Phase 1 of the triton MoE de-dup. Makes `pre_permute_standard_to_triton -> TritonRunnerCore.run -> post_permute_triton_to_standard` compute bit-identically to `fused_experts_impl` so Phase 2 can extract the shared core without semantic drift. - Drop the chunk loop in fused_experts_impl (single-shot over all tokens); max_block_m is no longer needed. - Bring the runner path up to parity: filter_expert, down_moe_use_tma (TMA), enable_fused_moe_sum_all_reduce, non-gated silu/gelu/relu2, sgl_kernel moe_sum_reduce on CUDA, torch.compile small-token branch on HIP non-aiter, PyTorch fallbacks when vllm_ops is missing. - Unify platform flags/imports (get_bool_env_var, get_moe_padding_size, _has_vllm_ops) with fused_moe.py. - pre_permute now calls try_get_optimal_moe_config with return_down_config=True and stashes down_config/down_moe_use_tma in running_state. - Preserve LoRA hooks (after_gate_up/after_down) and the `or hooks` widening of _use_intermediate as the only runner-only additions. - intermediate_cache1/2/3 allocated at their original logical sites (cache2 right before activation, cache3 right before the second kernel); each `del`'d once fully consumed so the caching allocator can reuse memory. Verified bit-identical outputs vs fused_experts across silu/gelu, topk 1/2/4, routed_scaling 1.0/2.5/0.5, {regular, no_combine, inplace}, and at M=70000 (previously spanned 2 chunks). Co-Authored-By: Claude Opus 4.7 (1M context) <noreply@anthropic.com>

Phase 2 of the triton MoE de-dup. Both MoE entry points now dispatch through two helpers living in fused_moe.py: - _prepare_fused_moe_run: resolves padded_size, config_dtype, optimal config (with down_config + TMA flag), and moe_align_block_size. Used by fused_experts_impl and pre_permute_standard_to_triton. - _fused_moe_kernel_sequence: runs the kernel/activation/kernel/combine sequence over already-aligned inputs. Takes an optional LoRA hooks object; the second-kernel output selection and the CUDA `topk==1, routed==1.0` shortcut both use a unified `_use_intermediate = not no_combine and (topk != 1 or hooks)` guard, which is a no-op for hooks=None and preserves the runner's widening when hooks are present.

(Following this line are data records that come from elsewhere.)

PR #1442, opened 2024-04-18
8330462: StringIndexOutOfBoundException when typing anything into TextField

koppor:
Fixes https://bugs.openjdk.org/browse/JDK-8330462.

If the parameter `maxLength` is larger than `Integer.MAX_VALUE - start`, then an addition of `start` to it leads to a negative value. This is "fixed" by using `Math.max` comparing the `maxLength` and `maxLength + start`.

---------
### Progress

### Issue
 * [JDK-8330462](https://bugs.openjdk.org/browse/JDK-8330462): StringIndexOutOfBoundException when typing anything into TextField (**Bug** - P2)

### Reviewers

### Reviewing

Checkout this PR locally: \
`$ git fetch https://git.openjdk.org/jfx.git pull/1442/head:pull/1442` \
`$ git checkout pull/1442`

`$ git checkout pull/1442` \
`$ git pull https://git.openjdk.org/jfx.git pull/1442/head`

</details>

Checkout this PR locally: \
`$ git pr checkout 1442`

`$ git pr show -t 1442`

</details>

<a href="https://git.openjdk.org/jfx/pull/1442.diff">https://git.openjdk.org/jfx/pull/1442.diff</a>

</details>

### Webrev
[Link to Webrev Comment](https://git.openjdk.org/jfx/pull/1442#issuecomment-2063711432)


andy-goryachev-oracle:
would this fix need to be backported?  how far back?

andy-goryachev-oracle (approved):
The code looks right.  I can't verify the fix with the deepl app.

modules/javafx.graphics/src/main/java/com/sun/glass/ui/win/WinTextRangeProvider.java
```diff
@@ -362,7 +362,7 @@ private String GetText(int maxLength) {
         String text = (String)getAttribute(TEXT);
         if (text == null) return null;
         validateRange(text);
-        int endOffset = maxLength != -1 ? Math.min(end, start + maxLength) : end;
+        int endOffset = maxLength >= 0 ? Math.min(end, Math.max(start + maxLength, maxLength)) : end;
```
andy-goryachev-oracle, line 365: there is a similar code on LL 101,102,381,485
would we need to apply the same logic there?

kevinrushforth:
In addition to the comment Andy made about possible other places for the check, I'd like to see a test, if possible. Also, this doesn't follow the usual pattern of checking for integer overflow, so that could be done in the utility method that Andy suggested.

/reviewers 2

koppor:
> I'd like to see a test, if possible.

Where can I find hints on this? I would use TestFX, fire up some minimal app and try to hit the branches of WinTextRangeProvider. However, I did not find TestFX as used. And there is no `javafx.graphics/src/test/java/test/com/sun/glass/ui/win`. There is also no  `javafx.graphics/src/test/java/test/com/sun/javafx/scene/control` for testing a TextField.

I assume, I need to create some class in `test.javafx.scene.input`?

Based on my experience, I would create a test for `WinTextRangeProvider` directly and supply some values to it to check that the "right" branches are covered.

koppor:
> would this fix need to be backported? how far back?

Yes - JavaFX 22 would be helpful for me.

`8u20-b12` was the first tag appearing with that code. -- I checked "git blame" https://github.com/openjdk/jfx/blame/master/modules/javafx.graphics/src/main/java/com/sun/glass/ui/win/WinTextRangeProvider.java. The commit https://github.com/openjdk/jfx/commit/d66a6dd06eeb199e2e1078f562a8d51de67e4510#diff-17176994e11e44400ad30a7092a1fd738b268811b275884b946e11ce2448c379 changed the implementation from a dummy (`return null;`) to something more meaningful. - I did not find the exact releases.

Since [EOL of JavaFX in Java 8](https://www.oracle.com/uk/java/technologies/java-se-support-roadmap.html) is less than 12 months from now, I would not do it.

modules/javafx.graphics/src/main/java/com/sun/glass/ui/win/WinTextRangeProvider.java
koppor: Done! Hopefully, not too overengeered - https://github.com/openjdk/jfx/pull/1442/files#diff-cf00c7b3f2ccd166df5df3aabcd0940072739356910a2c2107a9442aec6010dfR105

(The JDK code seems to be very compact)

kevinrushforth (commented):
I left one inline comment.

I'd like @arapte to review this, since he is familiar with this code, having fixed other IOOBE bugs in it.

kevinrushforth:

modules/javafx.graphics/src/main/java/com/sun/glass/ui/win/WinTextRangeProvider.java
koppor: I implemented it for L101, felt a bit bad and at https://github.com/openjdk/jfx/pull/1442/files/e7502d674c579667545b97ab944e82f2b093a470#diff-cf00c7b3f2ccd166df5df3aabcd0940072739356910a2c2107a9442aec6010df, Kevin also noted it could not be right there. Thus, I reverted to the original.

For the others, I used the new utility method `getValidStringIndex`

koppor:
> This can easily be done with a unit test,

How to create an instance of `WinTextRangeProvider` with a fake `WinAccessible`? I need `WinAccessible.getAttribute(...)`. Normally, I would have used Mockito... `WinAccessible` is `final`. -- I do not dare to remove `final` just for test subclassing ^^.

koppor:
I am new to testing in the JFX project. It seems that `test.` is required as package prefix. Thus, I did not use the approach of package-private methods and classes, but needed to make the class and the tested method public.

However, now I get the (expected) error that the module `javafx.graphics` does not export `com.sun.glass.ui.win` to unnamed module @0x1e6454ec.

```
class test.com.sun.glass.ui.win.WinTextRangeProviderTest (in unnamed module @0x1e6454ec) cannot access class com.sun.glass.ui.win.WinTextRangeProvider (in module javafx.graphics) because module javafx.graphics does not export com.sun.glass.ui.win to unnamed module @0x1e6454ec
java.lang.IllegalAccessError: class test.com.sun.glass.ui.win.WinTextRangeProviderTest (in unnamed module @0x1e6454ec) cannot access class com.sun.glass.ui.win.WinTextRangeProvider (in module javafx.graphics) because module javafx.graphics does not export com.sun.glass.ui.win to unnamed module @0x1e6454ec
	at test.com.sun.glass.ui.win.WinTextRangeProviderTest.getValidStringIndex
```

modules/javafx.graphics/src/main/java/com/sun/glass/ui/win/WinTextRangeProvider.java
```diff
@@ -1,5 +1,5 @@
 /*
- * Copyright (c) 2014, 2022, Oracle and/or its affiliates. All rights reserved.
+ * Copyright (c) 2014, 2022, 2024, Oracle and/or its affiliates. All rights reserved.
```
andy-goryachev-oracle, line 2: this needs the following form:
```
Copyright (c) 2014, 2024, Oracle and/or its affiliates. All rights reserved.
```

modules/javafx.graphics/src/test/java/test/com/sun/glass/ui/win/WinTextRangeProviderTest.java
```diff
@@ -0,0 +1,45 @@
...
+ *
+ * Please contact Oracle, 500 Oracle Parkway, Redwood Shores, CA 94065 USA
+ * or visit www.oracle.com if you need additional information or have any
+ * questions.
+ */
+package test.com.sun.glass.ui.win;
+
+import org.junit.Test;
+import static org.junit.Assert.*;
+import com.sun.glass.ui.win.WinTextRangeProvider;
```
andy-goryachev-oracle, line 29: since it's a new test, would it be possible to convert it to junit5?

andy-goryachev-oracle:
> module `javafx.graphics` does not export `com.sun.glass.ui.win` to unnamed module @0x1e6454ec.

I think you need to add
```
--add-exports javafx.graphics/com.sun.glass.ui.win=ALL-UNNAMED
```
to graphics/src/test/addExports
(see line 7)

@kevinrushforth I wonder if there was a way to auto-generate addExports somehow, at least the part needed for the tests.

kevinrushforth:
> > module `javafx.graphics` does not export `com.sun.glass.ui.win` to unnamed module @0x1e6454ec.
> 
> I think you need to add
> 
> ```
> --add-exports javafx.graphics/com.sun.glass.ui.win=ALL-UNNAMED
> ```

Correct.

> @kevinrushforth I wonder if there was a way to auto-generate addExports somehow, at least the part needed for the tests.

I'd rather have it be explicit. It changes rarely.

modules/javafx.graphics/src/main/java/com/sun/glass/ui/win/WinTextRangeProvider.java
```diff
@@ -37,7 +37,7 @@
  * This class is the Java peer for GlassTextRangeProvider.
  * GlassTextRangeProvider implements ITextRangeProvider.
  */
-class WinTextRangeProvider {
+public final class WinTextRangeProvider {
```
kevinrushforth, line 40: Making both this class and the newly added method public just for the purpose of a unit test is not a pattern we want to use. Instead, leave them as default (package) scope and create a public `WinTextRangeProvideShim` class underneath the shims.

kevinrushforth (commented):
I left a comment regarding the unit test. Please use a shim class instead of making `WinTextRangeProvider` public.

modules/javafx.graphics/src/main/java/com/sun/glass/ui/win/WinTextRangeProvider.java
```diff
@@ -102,6 +102,19 @@ private void validateRange(String text) {
...
+        int fixedStart = Math.max(0, Math.min(start, fixedMaxEnd));
+        if (requestedSteps < 0) {
+            return fixedMaxEnd;
+        }
+        try {
+            return Math.min(fixedMaxEnd, Math.addExact(fixedStart, requestedSteps));
+        } catch (ArithmeticException e) {
+            return fixedMaxEnd;
+        }
+    }
```
andy-goryachev-oracle, line 116: Frankly, I have hard time understanding this code (maybe a comment describing what the method does and why might help).

It looks to me that all we need to do is to guard against a very large maxLength (which for some reason called here 'requestedSteps' which does not seem right - should the last two arguments be swapped?)

```
public static int getEndIndex(int start, int length, int maxLength) {
  if(length > maxLength) {
    length = maxLength;
  }
  return start + length;
}
```

That is, I assume we don't have to worry about start + fixedLength overflowing, we just need to make sure we don't go beyond maxLength.  Or is my assumption wrong and start can be negative, or start+fixedLength might overflow?

modules/javafx.graphics/src/main/java/com/sun/glass/ui/win/WinTextRangeProvider.java
```diff
@@ -362,7 +375,7 @@ private String GetText(int maxLength) {
         String text = (String)getAttribute(TEXT);
         if (text == null) return null;
         validateRange(text);
-        int endOffset = maxLength != -1 ? Math.min(end, start + maxLength) : end;
+        int endOffset = getValidStringIndex(start, maxLength, end);
```
andy-goryachev-oracle, line 378: If I presume the arguments are (start, length, maxLength), the last two arguments on this line only need to be swapped.  They seem to be correct on LL 394, 498.

koppor:
> I think you need to add

The mentioned issue is fixed. Now, I get 

```
java.lang.UnsatisfiedLinkError: 'void com.sun.glass.ui.win.WinTextRangeProvider._initIDs()'
	at javafx.graphics@23-internal/com.sun.glass.ui.win.WinTextRangeProvider._initIDs(Native Method)
```

modules/javafx.graphics/src/main/java/com/sun/glass/ui/win/WinTextRangeProvider.java
andy-goryachev-oracle: I think the comment in https://github.com/openjdk/jdk/pull/10704 referred to an external project, so it was deemed as unrelated.

but this method, I feel, is rather convoluted.  why do we need to catch exceptions (malloc!) when we should be able to implement the required functionality with a few `if`s.

So I really have two comments: a) the code looks way too complex and b) if an average developer (like me) cannot figure out what it does within 10 seconds, a good comment would help.

modules/javafx.graphics/src/main/java/com/sun/glass/ui/win/WinTextRangeProvider.java
koppor: Smalltalk 1: I thought this was easier to understand than some byte code generation in the JVM. 😅 

Smalltalk 2: Sometimes, the code for "Calculate a + b, but return c at most" is pretty hard to craft.

Smalltalk 3: The whole checks stem from possible "out of range" values, especially from the other functions mentioned at https://github.com/openjdk/jfx/pull/1442/#discussion_r1570948582. That was too defensive, as only `requestedSteps` AKA `length` can be out of range.

OK, I seem to have understood "Also, this doesn't follow the usual pattern of checking for integer overflow" by Kevin wrong. I googled the Java way of the usual pattern for Integer overflow. Since Java 8, there is `Math.addExact`. I thought, that this was meant. -- I found it from https://stackoverflow.com/a/3001879/873282. (Inlining the code of `Math.addExact` seems to have negative performance impact.)

The proposed code works OKish if strings are not in length area of Integer.MAX_VALUE. I think, we can safely assume that. - It however returns more characters if start is greater then 0. Example: I request start 2, length of 5, but maximum end index  of 3. Then 3 should be returned, not 7.

---

I changed the code accordingly. Also added a comment when an overflow might happen. From the discussion here, it seems, we can ignore these cases.

Note that the old code returned `0` if `start` was negative. New might return some negative value if `start` is negative enough. However, did not seem to happen, because otherwise, IndexOutOfBounds exceptions might have been seen.

modules/javafx.graphics/src/main/java/com/sun/glass/ui/win/WinTextRangeProvider.java
koppor: > So I really have two comments: a) the code looks way too complex and b) if an average developer (like me) cannot figure out what it does within 10 seconds, a good comment would help.

Sure thing.

I applied the one "usual pattern" of Integer overflow at a1c135abf7. Maybe, you like it.

koppor:
There is use of native code in the `static` block

```java
    private native static void _initIDs();
    static {
        _initIDs();
    }
```

Currently, all tests fail because that native library is not found

    java.lang.UnsatisfiedLinkError: 'void com.sun.glass.ui.win.WinTextRangeProvider._initIDs()'

I don't know how to load native libraries here. - I could also change that code part of WinTextRangeProvider to behave different in test mode. But that is a bad pattern, isn't it?

modules/javafx.graphics/src/main/java/com/sun/glass/ui/win/WinTextRangeProvider.java
andy-goryachev-oracle: Thank you!  Somehow the code looks much cleaner and clearer now.

kevinrushforth:
> > I think you need to add
> 
> The mentioned issue is fixed. Now, I get
> 
> ```
> java.lang.UnsatisfiedLinkError: 'void com.sun.glass.ui.win.WinTextRangeProvider._initIDs()'
> 	at javafx.graphics@23-internal/com.sun.glass.ui.win.WinTextRangeProvider._initIDs(Native Method)
> ```

Ah, right, sorry for not noticing this earlier. You cannot access glass from unit tests in the `javafx.graphics` module. Those tests use the StubToolkit which bypasses glass. You will need to move the test to the system tests project under `tests/system/src/test/java/`. Those will use the real toolkit and the glass libraries will be loaded for you. You will need to explicitly start the toolkit (via `Platform.startup` or a call to a utility method to do the same) in an `@BeforeAll` method.

@andy-goryachev-oracle or @arapte should be able to help you with the transition. You would still use the same shim class, which should remain under `javafx.graphics`.

koppor:
I was thinking about diving into this accessible area. Did not find any existing test and wanted to start with something small (in `test.javafx.scene.control.TextFieldTest`).

```
    @Test public void setTextAndSeeValueAccessible() throws Exception {
        StackPane stackPane = new StackPane();
        Scene scene = new Scene(stackPane);
        Accessible accessible = SceneHelper.getAccessible(scene);
        TextField textField = new TextField();
        stackPane.getChildren().add(textField);
        textField.setText("This is a test");
        assertEquals("This is a test", accessible.getAttribute(AccessibleAttribute.TEXT));
    }
```

Fails, because `SceneHelper.getAccessible(scene)` returns `null`. I am not that much into the accessibility activation things - and did not find any accessibility tests.

tests/system/src/test/java/test/com/sun/glass/ui/win/WinTextRangeProviderTest.java
```diff
@@ -0,0 +1,99 @@
...
+import org.junit.jupiter.api.condition.EnabledOnOs;
+import org.junit.jupiter.api.condition.OS;
+import org.junit.jupiter.params.ParameterizedTest;
+import org.junit.jupiter.params.provider.Arguments;
+import org.junit.jupiter.params.provider.MethodSource;
+
+import static org.junit.Assert.fail;
+import static org.junit.jupiter.api.Assertions.assertEquals;
+
+@EnabledOnOs({OS.WINDOWS})
```
koppor, line 48: I did not use `Platform`s OS detection, because this seems to be more resource friendly and native JUnit5. I can switch to the style of `test.com.sun.glass.ui.gtk.Gtk2RemovalCommon`, i.e., use `if (!PlatformUtil.isWindows()) return;` in all test methdos.

modules/javafx.graphics/src/test/addExports
```diff
@@ -5,6 +5,7 @@
 --add-exports javafx.base/com.sun.javafx.logging=ALL-UNNAMED
 #
 --add-exports javafx.graphics/com.sun.glass.ui=ALL-UNNAMED
+--add-exports javafx.graphics/com.sun.glass.ui.win=ALL-UNNAMED
```
koppor, line 8: This is needed because of the Shim (IMHO)

koppor:
@andy-goryachev-oracle I think, I'm finished. (The "tests" requested at https://github.com/openjdk/jfx/pull/1442#issuecomment-2064196119 were IMHO the "simple" unit tests I provided - not some accessibility engine tests)

tests/system/src/test/java/test/com/sun/glass/ui/win/WinTextRangeProviderTest.java
andy-goryachev-oracle: Interesting = @kevinrushforth what do you think?

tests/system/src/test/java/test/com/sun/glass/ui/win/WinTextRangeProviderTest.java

Callers collapse to thin adapters: - fused_experts_impl: assertions -> _prepare_fused_moe_run -> _fused_moe_kernel_sequence(hooks=None). - TritonRunnerCore.run: derive filter_expert -> _fused_moe_kernel_sequence(hooks=hooks) on pre-aligned runner inputs. - pre_permute_standard_to_triton: _prepare_fused_moe_run -> stash config/down_config/down_moe_use_tma in running_state. triton.py loses all its platform-dispatch plumbing; the entire CUDA/HIP/XPU/vllm-fallback ladder now lives in one place. Verified bit-identical outputs vs fused_experts across silu/gelu, topk 1/2/4, routed_scaling 1.0/2.5/0.5, {regular, no_combine, inplace}, M=70000. GLM-4.5-Air-FP8 GSM8K with SGLANG_CI_DISABLE_MOE_FUSED_FUNC=1 (forces pre_permute->run->post_permute path) scored 0.91 (threshold 0.80). Co-Authored-By: Claude Opus 4.7 (1M context) <noreply@anthropic.com>

Relocate the pure-Triton MoE utilities out of `layers/moe/fused_moe_triton/` and into `layers/moe/moe_runner/triton_utils/`, co-locating them with the runner that actually drives them. The old package keeps `FusedMoE` / `FusedMoeWeightScaleSupported` / `fused_marlin_moe` / `layer.py` / `triton_kernels_moe.py` since those are higher-level or unrelated. Files moved (git-rename preserved): - fused_moe.py - fused_moe_triton_config.py - fused_moe_triton_kernels.py - moe_align_block_size.py `fused_moe_triton/__init__.py` now re-exports the public surface (`fused_experts`, `moe_align_block_size`, `try_get_optimal_moe_config`, `get_config_file_name`, `override_config`, `get_config`) from the new location, so existing callers using the package-level API are unchanged. 24 direct submodule importers (tests, benchmarks, models, quantization, lora, topk, runner/triton.py, 3rdparty tuning) are updated to the new path. `_config`/`override_config`/`get_config` (the context-manager-based config override) moves into the new `triton_utils/__init__.py`; the `fused_moe_triton_config.py` late-import of `get_config` is repointed accordingly. Verified: 11-case parity check (bit-identical vs fused_experts) and GLM-4.5-Air-FP8 GSM8K with SGLANG_CI_DISABLE_MOE_FUSED_FUNC=1 (forces pre_permute->run->post_permute path) scored 0.92. Co-Authored-By: Claude Opus 4.7 (1M context) <noreply@anthropic.com>

gemini-code-assist · 2026-04-17T03:06:05Z

Warning

You have reached your daily quota limit. Please wait up to 24 hours and I will start processing your requests again!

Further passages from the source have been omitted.